(Stored data entries)
· · ·

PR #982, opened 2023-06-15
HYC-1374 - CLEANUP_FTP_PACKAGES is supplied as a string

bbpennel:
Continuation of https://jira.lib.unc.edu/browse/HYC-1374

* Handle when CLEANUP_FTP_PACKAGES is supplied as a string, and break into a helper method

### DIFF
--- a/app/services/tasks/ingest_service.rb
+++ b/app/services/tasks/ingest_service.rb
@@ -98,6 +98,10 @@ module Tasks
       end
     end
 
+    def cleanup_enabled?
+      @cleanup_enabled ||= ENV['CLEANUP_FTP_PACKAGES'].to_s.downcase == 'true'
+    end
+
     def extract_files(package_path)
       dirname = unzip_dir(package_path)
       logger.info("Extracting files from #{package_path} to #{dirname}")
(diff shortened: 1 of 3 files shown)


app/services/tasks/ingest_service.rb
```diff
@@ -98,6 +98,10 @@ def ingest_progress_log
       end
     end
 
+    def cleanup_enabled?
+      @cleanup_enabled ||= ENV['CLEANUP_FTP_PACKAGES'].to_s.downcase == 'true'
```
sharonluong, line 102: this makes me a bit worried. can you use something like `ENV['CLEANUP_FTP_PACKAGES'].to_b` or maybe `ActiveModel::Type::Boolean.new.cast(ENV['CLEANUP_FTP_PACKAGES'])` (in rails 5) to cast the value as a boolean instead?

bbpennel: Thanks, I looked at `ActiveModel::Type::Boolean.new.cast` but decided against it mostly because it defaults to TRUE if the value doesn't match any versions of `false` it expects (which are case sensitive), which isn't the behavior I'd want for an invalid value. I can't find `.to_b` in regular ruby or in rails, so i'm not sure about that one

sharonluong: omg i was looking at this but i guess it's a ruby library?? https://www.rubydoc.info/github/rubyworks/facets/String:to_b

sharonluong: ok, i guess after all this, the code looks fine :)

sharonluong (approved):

· · ·

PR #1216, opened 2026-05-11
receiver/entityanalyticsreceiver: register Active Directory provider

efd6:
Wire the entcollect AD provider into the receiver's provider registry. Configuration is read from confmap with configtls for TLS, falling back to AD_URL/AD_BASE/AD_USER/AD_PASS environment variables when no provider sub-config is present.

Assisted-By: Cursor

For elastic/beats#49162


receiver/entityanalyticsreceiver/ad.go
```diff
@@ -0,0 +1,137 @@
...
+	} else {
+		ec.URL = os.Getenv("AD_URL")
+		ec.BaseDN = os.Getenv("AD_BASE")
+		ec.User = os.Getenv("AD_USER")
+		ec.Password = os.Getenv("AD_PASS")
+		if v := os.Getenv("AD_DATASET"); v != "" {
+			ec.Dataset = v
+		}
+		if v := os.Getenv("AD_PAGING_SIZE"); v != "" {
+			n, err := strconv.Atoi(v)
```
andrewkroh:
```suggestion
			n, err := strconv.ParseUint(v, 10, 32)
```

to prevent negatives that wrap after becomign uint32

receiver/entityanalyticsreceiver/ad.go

· · ·

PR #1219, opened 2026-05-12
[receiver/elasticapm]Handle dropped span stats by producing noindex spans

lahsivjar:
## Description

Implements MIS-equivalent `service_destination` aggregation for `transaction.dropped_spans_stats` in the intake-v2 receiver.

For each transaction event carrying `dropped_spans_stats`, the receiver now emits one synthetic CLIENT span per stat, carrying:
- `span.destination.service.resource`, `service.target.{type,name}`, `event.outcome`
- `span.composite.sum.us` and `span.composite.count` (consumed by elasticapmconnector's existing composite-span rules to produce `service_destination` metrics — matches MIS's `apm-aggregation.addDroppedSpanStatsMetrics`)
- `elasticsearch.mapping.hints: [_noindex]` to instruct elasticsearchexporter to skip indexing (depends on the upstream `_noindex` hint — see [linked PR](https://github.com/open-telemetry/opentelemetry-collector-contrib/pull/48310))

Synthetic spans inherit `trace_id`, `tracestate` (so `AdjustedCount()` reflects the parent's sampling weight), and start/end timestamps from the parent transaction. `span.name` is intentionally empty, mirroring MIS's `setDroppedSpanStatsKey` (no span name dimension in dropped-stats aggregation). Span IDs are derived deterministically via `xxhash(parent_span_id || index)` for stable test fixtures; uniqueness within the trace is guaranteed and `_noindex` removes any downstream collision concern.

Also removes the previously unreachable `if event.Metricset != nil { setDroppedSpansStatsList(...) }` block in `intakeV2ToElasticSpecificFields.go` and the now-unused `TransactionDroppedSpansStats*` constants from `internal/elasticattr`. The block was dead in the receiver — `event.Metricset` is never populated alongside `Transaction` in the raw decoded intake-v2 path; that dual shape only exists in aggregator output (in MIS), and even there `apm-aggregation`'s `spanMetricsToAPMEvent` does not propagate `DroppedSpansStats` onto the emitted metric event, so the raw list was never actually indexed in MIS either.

· · ·

→ Task description
The response must hold only the lines above from the line with "PR #982, opened 2023-06-15" through the line with "sharonluong, line 102: this", each copied exactly, both ends kept.

→ Response box
PR #982, opened 2023-06-15
HYC-1374 - CLEANUP_FTP_PACKAGES is supplied as a string

bbpennel:
Continuation of https://jira.lib.unc.edu/browse/HYC-1374

* Handle when CLEANUP_FTP_PACKAGES is supplied as a string, and break into a helper method

### DIFF
--- a/app/services/tasks/ingest_service.rb
+++ b/app/services/tasks/ingest_service.rb
@@ -98,6 +98,10 @@ module Tasks
       end
     end
 
+    def cleanup_enabled?
+      @cleanup_enabled ||= ENV['CLEANUP_FTP_PACKAGES'].to_s.downcase == 'true'
+    end
+
     def extract_files(package_path)
       dirname = unzip_dir(package_path)
       logger.info("Extracting files from #{package_path} to #{dirname}")
(diff shortened: 1 of 3 files shown)


app/services/tasks/ingest_service.rb
```diff
@@ -98,6 +98,10 @@ def ingest_progress_log
       end
     end
 
+    def cleanup_enabled?
+      @cleanup_enabled ||= ENV['CLEANUP_FTP_PACKAGES'].to_s.downcase == 'true'
```
sharonluong, line 102: this makes me a bit worried. can you use something like `ENV['CLEANUP_FTP_PACKAGES'].to_b` or maybe `ActiveModel::Type::Boolean.new.cast(ENV['CLEANUP_FTP_PACKAGES'])` (in rails 5) to cast the value as a boolean instead?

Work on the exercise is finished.